Collected data entries
PR #2305, opened 2025-04-14
Move Asset.Status to top level AssetStatus class

danlamanna:
Without this, values of `AssetStatus` can't be used in indexes or constraints - see #2303 for an example.


danlamanna:
> I wonder if you could just set `Status = AssetStatus` in the Asset model? That way, there would be very little code change, but you would still get the desired benefit.

That works for everywhere else in the codebase - the diff is much smaller now.

jjnesbitt (approved):

PR #2307, opened 2025-04-14
Remove deprecated version field from docker compose .yml

mvandenburgh:
This field is deprecated and causes a warning to be logged whenever a `docker compose` command is invoked.
See https://github.com/compose-spec/compose-spec/blob/main/04-version-and-name.md


danlamanna (approved):
I was about to remove this too :)

PR #2308, opened 2025-04-14
Denormalize species for faster searching

### LINKED ISSUE #2273: Sentry reports on /api/dandisets/search/ erroring out
this is at least 2nd instance of such an error report

```
   1   + Apr 03 Sentry           production: DANDI-API-MV - SystemExit: 1
   2   + Feb 24 Sentry           production: DANDI-API-MM - SystemExit: 1
```

implicating

```
[4]SystemExit /api/dandisets/search/
1

   ID: 95e9bef35faa49d896c49e077c4d7741
   April 3, 2025, 4:42:49 a.m. UTC
     Project   [5]dandi-api
   environment production
      Level    error

Exception

SystemExit: 1
(36 additional frame(s) were not displayed)
...
  File "dandiapi/api/views/dandiset.py", line 335, in search
    query_serializer = DandisetSearchQueryParameterSerializer(data=self.request.query_params)
  File "dandiapi/api/views/serializers.py", line 270, in __init__
    self.fields['species'].choices = list(
  File "psycopg_c/_psycopg/waiting.pyx", line 201, in psycopg_c._psycopg.wait_c

Request

    URL   [6]https://api.dandiarchive.org/api/dandisets/search/
   Method GET
   Query  page_size=8&page=1
```

so smth to checkout/fix to avoid errors -- seems to step from serializer of species values?  if Sentry contains header options provided to the query -- should be easy to reproduce **now** (might change later as metadata could change etc) to fix up.

NB oddly -- `grep` on the IP for heroku logs for these 2 days returns nothing!

danlamanna:
Fixes #2273 (as well as some "slow db query" sentry issues).

On page load we have to select the distinct species to populate the dropdown. Unfortunately it appears(?) that postgres can't do index-only scans on expressions (see https://stackoverflow.com/questions/53583257/is-there-a-workaround-to-ensure-index-only-scan-on-jsondoc-equality-que). So on page load we're currently iterating over the entire table - this should make it use an index-only scan and avoid reading from the table.


yarikoptic:
Given that our dandisets assets summaries which provide such metadata are updated not that frequently, shouldn't the target dictionaries for searches be composed/updated as a result of such updates and then reused without requiring any DB sweep across dandisets over metadata?

danlamanna:
> Given that our dandisets assets summaries which provide such metadata are updated not that frequently, shouldn't the target dictionaries for searches be composed/updated as a result of such updates and then reused without requiring any DB sweep across dandisets over metadata?

FWIW this PR doesn't change any existing behavior other than adding the species column to the materialized view for search. The migration is mostly identical to its previous migration, and unfortunately it has to be redefined because postgres doesn't allow tacking columns on to existing materialized views.

As for the original design, I think it was seen as a much simpler approach to keeping denormalized data synchronized than trying to make every write operation more costly, especially for an exploratory feature.

mvandenburgh (approved):

PR #2327, opened 2025-04-17
Update swagger/redocs urls to align with Resonant

mvandenburgh:
Typically a Resonant app will serve the redoc and swagger UI at `/api/docs/{swagger|redoc}` (see [cookiecutter](https://github.com/kitware-resonant/cookiecutter-resonant/blob/master/%7B%7B%20cookiecutter.project_slug%20%7D%7D/%7B%7B%20cookiecutter.pkg_name%20%7D%7D/urls.py#L33-L34)), but for historical reasons dandi serves them at the root of the API. This updates the routes to match the Resonant convention. We may want to come back to this later and deprecate/remove the old routes after some time, but for now the old routes are still available and simpy redirect to the new ones.

### DIFF
--- a/dandiapi/urls.py
+++ b/dandiapi/urls.py
@@ -2,7 +2,8 @@ from __future__ import annotations
 
 from django.conf import settings
 from django.contrib import admin
-from django.urls import include, path, re_path, register_converter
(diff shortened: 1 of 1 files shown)


jjnesbitt (approved):
Long needed!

_What the task requires_
Give back, unchanged, every line from the one with "-from django.urls import" to the end of the entries above.

_Answer to this task_
-from django.urls import include, path, re_path, register_converter
(diff shortened: 1 of 1 files shown)


jjnesbitt (approved):
Long needed!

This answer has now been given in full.